Orby develops AI agents for the enterprise
Orby AI, co-founded by Bella Liu and William Lu, is developing a generative AI platform to automate business workflows, emphasizing real-time learning and adaptive automation, with a focus on improving productivity and handling low-level decision-making, and has recently raised $30 million in Series A funding to position itself uniquely in a competitive market.
People have praised AI “agents,” which are generative AI models that can do things on their own, like copying information from an email and pasting it into a spreadsheet. They have been called productivity boosters.
Since models often get things wrong, that might not be the best idea yet. But at least some founders, analysts, and investors are sure that agents are the next big thing in generative AI.
Two of these founders are Bella Liu and William Lu. For their company, Orby AI, they are developing a generative AI platform that aims to automate various business workflows, including data entry, document processing, and form validation.
A lot of startups, like Parabola, Tines, the IBM-backed Induced AI, and Tektonic AI, make tools that can automate boring, repetitive back-office tasks.
Even established companies, such as Automation Anywhere and UiPath, have begun to use AI to compete with the generative AI market.
Liu and Lu say that Orby’s technology is unique because it can learn and change workflows in real-time, as well as figure out patterns and connections in an organization’s unstructured data.
Liu, Orby’s CEO, said, “Our platform watches how workers do their jobs so that it can automatically make automation for complicated tasks that need some level of reasoning and understanding.” “We install an AI agent on a worker’s computer, which observes, learns, and creates automation, adapting its model as it acquires more knowledge.”
Liu and Lu say that when they made Orby, which came out of stealth in 2023, they wanted to make an AI that could understand some of the low-level decisions that workers were making and take those decisions away, so employees could focus on more important things.
Liu used to be in charge of AI and automation at IBM, where he planned products and oversaw AI-related mergers and acquisitions. He was also the director of AI product management at UiPath. Lu used to be a systems engineer for Nvidia.
He then became an engineering lead at Google Cloud and helped to design generative AI technology for extracting data from documents and databases.
Orby’s secret sauce is a cloud-based generative AI model, fine-tuned to do customer tasks like validating expense reports. Part of the model is based on symbolic AI, a type of AI that uses rules, like mathematical theorems, to figure out how to solve problems.
Symbolic AI can be rigid and slow by itself, especially when dealing with big, complicated data sets.
To work well, it requires well-defined knowledge and context. However, recent studies have demonstrated its potential to enhance the scalability of traditional AI model architectures.
Liu said, “For the past two years, we’ve been working on this AI model and have had successful tests.” “There aren’t many companies that solely focus on generative AI and approach the business world with a comprehensive solution.” “We are one.”
Liu claims that Orby’s model can adapt intelligently to workflow changes, like updating an app’s user interface, by analyzing how workers use APIs and their browsers.
Having software track every move an employee makes sounds like a privacy nightmare waiting to happen. Liu asserts that Orby utilizes customer data to enhance its model, encrypting it both during transmission and storage.
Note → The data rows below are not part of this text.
PR #874, opened 2015-03-28
Float invalid

waywardmonkeys:
This can NOT be merged as it breaks bootstrapping due to issues with ``llvm-runtime-generator``.


waywardmonkeys:
I would like to write tests for this ... but since I can't bootstrap it, that's difficult.

Also, this was landed in similar form (minus LLVM changes) previously and reverted for an unknown reason, perhaps something was failing in MPS builds with HARP?

waywardmonkeys:
This should be good to go now.

PR #880, opened 2015-04-12
Move format-to-string: part two

waywardmonkeys:
This is a continuation of some changes that are in the middle of being made to clean up some of the ``format-to-string`` mess in ``common-dylan``.

@housel: It would be ideal if this were tested on Win32 prior to landing.


housel:
x86-win32 release build completed with no format-related serious warnings.

PR #1205, opened 2019-03-09
Reorganize configuration and build files

housel:
These changes reorganize the auxiliary files used for configuration and build, and make various improvements to the configuration step, including fixing the detection of whether or not LLVM code generation is supported.


BarAgent:
How is OVERVIEW.txt outdated? The majority of it is describing contents of directories and libraries, and a bit about internal conventions.

housel:
It's outdated in that

- I changed the organization of directories and didn't update it
- We now have the Hacker's Guide which would be a better place for this sort of information

I can drop that particular commit for now if people want.

cgay:
> I can drop that particular commit for now if people want.

Sure. I can take a stab at integrating its info into the Hacker Guide, or per-directory README files. (When you asked about this in chat I was thinking of the CONTRIBUTING file, which probably could be deleted now.)

Issue #1105, opened 2018-06-30
Error building dylan-test-suite (constants-test)


pedro-w:
When building the libraries-test-suite-app I get a C compiler error
```
constants.c:550:22: 
error: integer literal is too large to be represented in any integer type

  T0 = (dylan_value) 0xFFFFFFFFFFFFFFFF8000000000000001L;
```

Orby’s Strategic Moves Amidst a Challenging Industry Landscape
Orby is in a tough industry. New Enterprise Associates and Wing led a $30 million Series A funding round, and sources indicate the company’s current valuation exceeds $100 million. Agentic AI, coming soon from generative AI giants like OpenAI and Anthropic, has made things less likely for both large and small players.
Adept is a startup that is making AI agents for business applications. Rumors suggest that Microsoft plans to acquire the company before it releases a single product. Amazon and Google both released AI agent tools without much fuss.
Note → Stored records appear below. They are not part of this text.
PR #1233, opened 2019-04-25
system: Fix testworks-specs failures

cgay:
* Comment out some testworks specs that don't work yet.
* Add generic functions that specs expected to exist.

### DIFF
--- a/sources/system/tests/specification.dylan
+++ b/sources/system/tests/specification.dylan
@@ -20,11 +20,13 @@ define module-spec date ()
                         <integer>, <integer>)
            => (<date>);
   function decode-date (<date>)
-            => (<integer>, <integer>, <integer>, <integer>,
-                <integer>, <integer>, <day-of-week>, <integer>);
+           => (<integer>, <integer>, <integer>, <integer>,
+               <integer>, <integer>, <day-of-week>, <integer>);
   function parse-iso8601-string (<string>) => (<date>);
+/* Commented out until https://github.com/dylan-lang/testworks/issues/97 is fixed.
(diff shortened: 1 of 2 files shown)


sources/system/tests/specification.dylan
```diff
@@ -250,9 +252,10 @@ define module-spec simple-xml ()
   // Functions
   function document-location (<xml-document>) =>  (<locator>);
   function document-location-setter (<locator>, <xml-document>) =>  (<locator>);
-  function document-element (<xml-document>) =>  (<xml-element>);
-  function document-element-setter (<xml-element>, <xml-document>) =>  (<xml-element>);
+  function document-element (<xml-document>) => (false-or(<xml-element>));
+  function document-element-setter (false-or(<xml-element>), <xml-document>) => (false-or(<xml-element>));
   function read-xml-document (<locator>) =>  (<xml-document>);
+  // (A bit odd that these are defined on <xml-element> rather than <xml-node>.)
```
housel: Only elements in XML have attributes

cgay: Yes but the functions are named `node-*`, which seems misleading to me, especially given that those for `<xml-document>` are prefixed `document-` rather than `node-`.  I'll rephrase the comment to reflect that.

Come to think of it, shouldn't `<xml-node>` be the root of the hierarchy?:
```
<xml-node>
  <xml-element>
    <xml-document>
  [<xml-data>]
  [<xml-comment>]
```
I'm just going by https://www.w3.org/XML/Datamodel.html

(And this module would be ideal to import with `prefix: "xml/"` if "xml-" were removed from all the names and all the node-/document- prefixes were dropped.)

In other news, UiPath’s sales dropped sharply in its most recent fiscal quarter, even though the company has been stepping up its generative AI efforts over the past year.
According to Liu, Orby can win if they take a planned approach to going to market. She says that the company is already making money from about a dozen customers and plans to use its $35 million war chest to hire more people to join its 30-person team in Mountain View.
She stated that we are using the money to expand our technical, customer service, product, and go-to-market teams. “Enterprise customers can’t get enough of generative AI solutions that boost business performance.
They’re just figuring out how to best use the technology right now before rolling it out across their whole company.”